Title: Georgetown to Study Glacial Floods in Iceland with NSF Grant
Researchers from Georgetown will travel to Iceland to study the effects of a glacial outburst flood with a National Science Foundation grant.
A team of Georgetown researchers will travel to Iceland whenever conditions permit to study a catastrophic glacial outburst flood, thanks to a National Science Foundation (NSF) grant.
Adjunct Assistant Professor of Geosciences Douglas Howard, University Professor of History John McNeill, a Georgetown student and a group from the University of Texas at Austin will collect water chemistry and channel sediment data from the glacial outburst flood – called a jökulhlaup in Icelandic – as it occurs. Water chemistry and channel sediment data have never previously been collected during the entire duration of a jökulhlaup event.
The NSF awarded the research team a rapid response research (RAPID) grant to monitor the effect, which happens when an ice dam that restrains a glacial lake fails.
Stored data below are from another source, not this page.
PR #713, opened 2026-08-23
fix(solana): make the RPC throttle back off when it actually matters

vilenarios:
Fixes reported by the ar.io network-portal team, which has already shipped a local workaround (it no longer uses `createCircuitBreakerRpc`). I reproduced every claim before touching anything; two of the six turned out to be worth fixing here, and the rest are triaged at the bottom.

## 1. Fallback traffic bypassed the throttle entirely

opossum only emits `failure` on the **closed**-circuit path. Once the circuit is OPEN it emits `reject` and calls the fallback directly (`lib/circuit.js`, the `!this.closed && !this.pendingClose` branch), so nothing the fallback returned — 429s included — ever reached the backoff handler. The rate gate stayed pinned at its ceiling for exactly as long as the primary was down, which is when backpressure matters most.

Measured before the fix: a fallback serving nothing but 429s absorbed **58 requests in 2.5s** at a ceiling of 20 r/s. The fallback is now wrapped so its own failures feed the same backoff.

Both transports still share one rate gate, so backing off on the fallback also slows primary retries. That's the conservative direction; a per-transport gate would be a reasonable follow-up.

## 2. A provider-advertised rps limit disabled the backoff

`min(ceiling, advertised * SAFETY)` resolves to the ceiling itself whenever the provider advertises a limit above ours. `api.mainnet-beta.solana.com` sends `x-ratelimit-rps-limit: 250` against a default ceiling of 10, so the header path was a **no-op** there.

A 429 always means slow down, so an advertised limit may now only pull the rate *down*: `max(MIN_RATE, min(advertised * SAFETY, current * AIMD))`.

**Trade-off:** a 429 can no longer jump the rate *up* toward a provider's advertised capability, so recovery to that rate goes through the slow additive path. That's the intent — a rate-limit response should never raise throughput — but it is a behavior change.

## 3. `fallbackUrl` is now optional

Requiring it was a forcing function: a consumer with one paid endpoint had nowhere to point it but a public RPC, so a degraded primary quietly became traffic aimed at shared infrastructure. With no fallback configured, none is registered — the circuit still protects the primary and open-circuit calls fail fast rather than being routed elsewhere.

Backward compatible: widening required → optional keeps every existing caller compiling. The `.d.ts` diff is exactly one line.

## Testing notes — this seam is easy to test wrongly

Worth reading before reviewing the tests, because two of my own attempts were wrong first:

- **The existing 429 test sets `volumeThreshold: 100` specifically to keep the circuit CLOSED.** That's why it never caught bug 1. The new test drives the OPEN path.
- **Bug 2 cannot be caught by an absolute request count.** The per-429 cooldown dominates throughput and masks the rate — measured, broken and fixed builds were *indistinguishable* that way, and my first test for it passed against the broken code. The test uses `retry-after: 0` to remove the cooldown, leaving throughput governed purely by the adaptive rate, and asserts against the known-good headerless case rather than a fixed number so it doesn't depend on machine speed. With the cooldown removed the bug is stark: **68 requests versus 9**.

Both new throttle tests fail against the previous implementation with clear diagnostics, and pass after. The six pre-existing tests are unchanged and still pass.

## Also in here

`getInfo()`'s cost is now documented: it spends two account reads while returning `Ticker`, `Name`, `Denomination`, `Handlers` and `LastCreatedEpochIndex` as fixed literals — only `totalSupply`, `protocolBalance` and `epochSettings` come from chain. Documented rather than given a separate static-metadata accessor; permanently growing the public surface to save two reads in a marginal case is the worse trade.

## Reported but deliberately not fixed

- **10s opossum timeout.** The stated premise doesn't hold: mainnet has **2650** ARIO token accounts and a full `getBalances` scan moves ~**0.67 MB**, landing a few seconds in — comfortably inside 10s. (The reported "2349 accounts / 1.13 MB" is the *devnet* figure.) The real concern next door is trip sensitivity — `volumeThreshold: 3` with `errorThresholdPercentage: 25` means one timeout in four requests opens the circuit for 60s. Worth revisiting, but not by inflating the timeout on a false premise, and not as a default change smuggled into a bugfix PR.
- **`getAllDelegates` always fetching accumulators.** A `{ liveBalances?: boolean }` opt-out is cheap and additive, but only pays off if a consumer genuinely wants addresses without balances. Happy to add it if the portal still wants it.

## Verification

- Full suite: 484 tests, 0 failures. `lint:check`, `format:check`, `build` all clean.
- Public type surface: one intended line (`fallbackUrl?`). `io-readable.d.ts` otherwise unchanged.
- Blast radius: one source file plus a docstring.

## Summary by CodeRabbit

* **New Features**
  * Circuit breaker configurations can now operate without a fallback endpoint.
  * Requests fail fast with clearer behavior when no fallback is available and the circuit is open.
  * Rate limiting adapts more reliably to HTTP 429 responses and provider-advertised limits.

* **Documentation**
  * Added documentation describing on-chain fields, static metadata, and RPC costs.

### DIFF
--- a/src/solana/io-readable.ts
+++ b/src/solana/io-readable.ts
@@ -796,6 +796,22 @@ export class SolanaARIOReadable {
   // Protocol info
   // =========================================
 
+  /**
+   * Protocol info: on-chain supply/balance figures plus static protocol
+   * metadata.
+   *
+   * COSTS TWO ACCOUNT READS (ArioConfig + EpochSettings), which is worth
+   * knowing because only some of the result comes from chain:
+   *
+   * - From chain: `totalSupply`, `protocolBalance`, `epochSettings`.
+   * - Fixed literals: `Ticker` (`'ARIO'`), `Name` (`'AR.IO'`),
+   *   `Denomination` (`6`), `Handlers` (`[]`), `LastCreatedEpochIndex` (`0`).
+   *
+   * If all you need are the literals — a ticker or denomination for display —
+   * don't call this; hard-code them or read {@link TOKEN_DECIMALS}. Two RPC
+   * round trips for a string constant is a poor trade, and callers have
+   * reached for this method not realising that is what they were paying.
+   */
   async getInfo() {
     const [[configPda], [epochSettingsPda]] = await Promise.all([
       getArioConfigPDA(this.coreProgram),
--- a/src/solana/rpc-circuit-breaker.test.ts
+++ b/src/solana/rpc-circuit-breaker.test.ts
@@ -254,6 +254,130 @@ describe('createCircuitBreakerRpc', () => {
   });
 });
 
+describe('createCircuitBreakerRpc — adaptive throttle', () => {
+  const servers: Array<{ close: () => Promise<void> }> = [];
+
+  afterEach(async () => {
+    await Promise.all(servers.map((s) => s.close()));
+    servers.length = 0;
+  });
+
+  /** A port with nothing listening, so the primary transport always fails. */
+  async function deadUrl(): Promise<string> {
+    const s = await createStatusMockServer(() => ({ statusCode: 200 }));
+    await s.close();
+    return s.url;
+  }
+
+  /** Drive `concurrency` callers for `ms`, swallowing the expected errors. */
+  async function drive(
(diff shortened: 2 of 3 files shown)


vilenarios:
@coderabbitai review

PR #714, opened 2026-08-23
fix(solana): don't report zero funding sources when discovery fails

vilenarios:
Small follow-up, found while differential-testing #712's discovery changes against staging v2.

**Stacked on #712** — it touches the same functions, so it targets that branch rather than `alpha`. Merge #712 first and this rebases cleanly.

## The bug

Both `getProgramAccounts`-backed discovery scans wrapped their entire body in `try { … } catch { return [] }`. A transient rate-limit was therefore indistinguishable from *"this wallet has no delegations"*. The planner would build a plan from incomplete sources and quietly under-fund it — no error, no log, on the path that pays for ArNS purchases.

The outcome of the study will lead to a better understanding of glacial-fluvial processes in Iceland but also elsewhere where glaciers are subject to climate change events.
Melting Glaciers
“You get so much water there, it floats the ice and then floods, catastrophically floods onto the landscape,” Howard explains. “The interesting thing about this is that most jökulhlaups are due to global climate change, where the glaciers are melting in high-elevation areas.”
In Iceland, the researchers will monitor and collect water and rock samples to analyze changes to the flooded area’s geomorphology and water quality while also observing firsthand the dramatic landscape changes caused by the flood.
“Jökulhlaups have such tremendous power that they scrape the landscape clean right down to the bedrock,” says Howard, whose research team will travel to Iceland as soon as the jökulhlaup is imminent. “It could have devastating impacts on not only where people are living but the estuaries and ecosystems that it’s wiping out. These things are going to start occurring much more often and we need to take these things into account.”
The flooding can last from hours to a couple of days.
Joining the Georgetown research team from the University of Texas at Austin are Professor and C.B. Smith Centennial Chair of Geography and the Environment Timothy Beach; Professor and Chair of Geography and the Environment Sheryl Luzzadder-Beach; and Samantha Krause, doctoral student of geography and environment.
Beach previously served as a professor in Georgetown’s Program in Science, Technology, and International Affairs (STIA) for 21 years.
Severe Urgency
According to the NSF, RAPID grants are awarded for proposals that have “a severe urgency with regard to availability of, or access to data, facilities or specialized equipment, including quick-response research on natural or anthropogenic disasters and similar unanticipated events.”
The jökulhlaup Howard’s team will study will be the result of a subglacial lake that forms along the Vatnajökull glacier. The glacier sits on top of the the Bárðarbungavolcano, which started erupting underneath the glacier in August and created the potential for a subglacial lake to form that could lead to a jökulhlaup.
Learn and Apply
These glaciers are sources for water, vegetation and just sustenance for people that don’t have any other source. So it will be interesting to take what we’re learning here and apply it around the globe.”
—Douglas Howard,adjunct professor of geosciences
Howard, whose current research in Iceland is located along the channel where the flooding will hit, quickly wrote the grant proposal once he realized a jökulhlaup would eventually take place.
His previous research includes studying the geochemical and geomorphological processes on Earth that are analogous to similar occurrences on Mars.
His current studies on analyzing the terrain changes and jökulhlaups relate to global climate change and how the devastating floods affect vegetation and human life in regions susceptible to glacial flooding, including the Himalayas, Alaska, Northern Canada and the Peruvian Alps.
“What we want to do here is take what we’re learning and apply it to other places from where we’re going to see [catastrophic glacial flooding due to climate change],” said Howard. “These glaciers are sources for water, vegetation and just sustenance for people that don’t have any other source. So it will be interesting to take what we’re learning here and apply it around the globe.”
Once In a Lifetime
Lena Bichell (C’15), an environmental biology major, also will travel to the Nordic country.
Bichell, who has previous experience researching soils and geomorphology during archaeological digs of Mayan sites under Beach, feels honored to assist with the project.
“I knew nothing about these kinds of floods before [and] it’s kind of a once-in-a-lifetime experience to be able to see how it all works and better see how current landforms were formed in the past,” she said. “The fact that we received [the rapid grant] shows the importance of this project.”